25 January 2003. And now a dead bat. Not just any bat but a rare one, an endangered species. I can imagine this bat — I’ll call him Jim, he’s from Maui. Hasn’t been feeling all that great so he goes to his doctor for a check-up. Doc Bat says, ‘What seems to be the problem?’
Jim says, ‘Shortness of breath, chest pains, I pass out when I hang upside down, my echolocation is wonky, I have trouble taking off and I can’t get any altitude.’
‘Hmmm,’ says the doc. Listens to Jim’s heart, looks into his ears, opens and shuts his wings, says, ‘Hmmm’ again and shakes his head.
‘What?’ says Jim.
‘I think,’ says the doc, ‘if there’s anything you’ve always wanted to do but never got round to, now is the time to do it. If you can.’
‘You mean …?’ says Jim.
‘You got it,’ says Doc Bat.
So Jim thinks he might as well try for Honolulu. It’s only a short hop but he’s never found the time to go there and he’d like to see the bright lights and the action before he checks out. He takes off and he’s flapping, flapping his way to Oahu. He’s running out of petrol when he sees the lights and there’s the airport with ALOHA in big letters on it. How he’s over the Japanese garden and he echolocates me. ‘My kind of human!’ he squeaks. ‘She’s into this kind of thing.’ And with that he drops dead in front of me.
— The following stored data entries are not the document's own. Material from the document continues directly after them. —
PR #39301, opened 2025-07-28
feat(rc): set User-Agent header for RC requests

domodwyer:
This will help identify requests in the RC backend at the transport level, suitable for traffic routing by L7 proxies.

---

* refactor: import tidying (68022a3620)
      
      Normalise imports into std, 3rd party, datadog.

* feat(rc): set User-Agent header for RC requests (7fa2dd8e21)
      
      This causes all Agent HTTP (and WebSocket handshake) requests to the
      remote config backend to present a user agent in the form of:
      
          datadog-agent/7.68.2 (go1.24.5)
      
      While the Agent does declare its version in some request payloads, this
      only works for those specific requests, and only if those payload can be
      successfully parsed.
      
      Setting the user agent on the HTTP request can be used to identify the
      version of the agent making a request to RC without attempting to parse
      the payload, prior to reading the body at all.

### DIFF
--- a/pkg/config/remote/api/http_test.go
+++ b/pkg/config/remote/api/http_test.go
@@ -13,9 +13,10 @@ import (
 	"testing"
 	"time"
 
-	"github.com/DataDog/datadog-agent/pkg/config/mock"
 	"github.com/gorilla/websocket"
 	"github.com/stretchr/testify/assert"
+
+	"github.com/DataDog/datadog-agent/pkg/config/mock"
 )
 
 // Test WebSocket connectivity under varying transport configurations, and
--- a/pkg/config/remote/api/http_test.go
+++ b/pkg/config/remote/api/http_test.go
@@ -10,9 +10,11 @@ import (
 	"net/http"
 	"net/http/httptest"
 	"net/url"
+	"regexp"
 	"testing"
 	"time"
 
+	"github.com/coreos/go-semver/semver"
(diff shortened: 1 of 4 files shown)


pkg/config/remote/api/http_test.go
```diff
@@ -169,3 +170,41 @@ func TestNewWebSocket(t *testing.T) {
...
+
+	_, _ = client.FetchOrgData(ctx)
+
+	select {
+	case ua := <-userAgentCh:
+		// Regex explained:
+		//   * ^datadog-agent\\/ == must start with "datadog-agent/"
+		//   * (unknown|\\d+\\.\\d+\\.\\d+) == either "unknown" or a semver string
+		//   * \\(go\\d+\\.\\d+\\.\\d+\\)$ == ends in " (go1.2.3)" where 1.2.3 is a semver string
+		assert.Regexp("^datadog-agent\\/(unknown|\\d+\\.\\d+\\.\\d+) \\(go\\d+\\.\\d+\\.\\d+\\)$", ua)
```
domodwyer: I used regex to be insensitive to agent & go version changes.

It's a little hard to read because there's no raw strings in go?

domodwyer: Actually go does have raw strings! And this regex will fail for release candidates. Stand by 🫡

mellon85 (approved):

OK, so Jim Bat got my number. Why not? I was probably broadcasting on all frequencies, ALDERTON’S MY NAME AND DEATH’S MY GAME. I felt sorry for Jim but I had other things to think about, like why I came here.
In 1993 when the grief in me was like something with hooks on it stuck in my throat, I spent a night at the Mini Hotel Sleep/Shower and the quietness and tranquillity of it calmed me down and helped me pull myself together. Now the Mini Hotel was gone but I thought I might find that old quietness in the gardens or the lounge in the middle of the night. It didn’t happen. In my chair in the lounge I was tired but not sleepy; I was awake for a long time with my eyes feeling dry and sandy and I dozed off now and then with strange pictures in my head but no useful thoughts.
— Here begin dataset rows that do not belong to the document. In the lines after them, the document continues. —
PR #39313, opened 2025-07-28
[dyninst/symdb] Produce function line layout upfront and include inlined functions

piob-io:
https://datadoghq.atlassian.net/browse/DEBUG-4241

This has two immediate effects:
 - we report more variable availability - previously if a function body was fully covered by another, inlined functions, excluding that range resulted in us finding no available lines; current approach digs through inlined pc ranges, to resolve lines for both inlined and inlinee functions.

What I was feeling for Elias wasn’t the kind of rush I had with Adam. How could it be with Elias and me both so much older? But when he held me that night while I cried I felt as if I’d come home after being gone for a long, long time. I’d been trying to keep my death life separate from the live life that Elias was part of. Why hadn’t I told him about Django? If I told him about that I’d be inviting him into every part of my life and I wasn’t sure he’d be safe there.
Henry turned up with a coffee for me. ‘I thought you might be wakeful,’ he said.
‘Thank you. I was.’ I said. ‘Too much on my mind.’
‘Remember,’ said Henry. ‘The bat chose you. You’re special.’
29 January 2003. Jimmy Wicks’s phone number was ex-directory but I remembered other band names. Howard Dent was not ex-directory and he gave me Jimmy’s number. When I phoned I got Jimmy’s ex-wife Tracy. She sounded as if the breakup had not been amicable and demanded to know why I wanted Jimmy’s number. On the spur of the moment I said that he owed me money. ‘That makes two of us,’ she said. ‘If you see that bastard, you tell him I’ve got friends who know where he lives.’ She gave me a number, and when I dialled it the phone was answered by a man who sounded suspicious. He said Jimmy was out but he offered to take a message. I said who I was, told him I was calling about Christabel, said it was urgent, and left my number.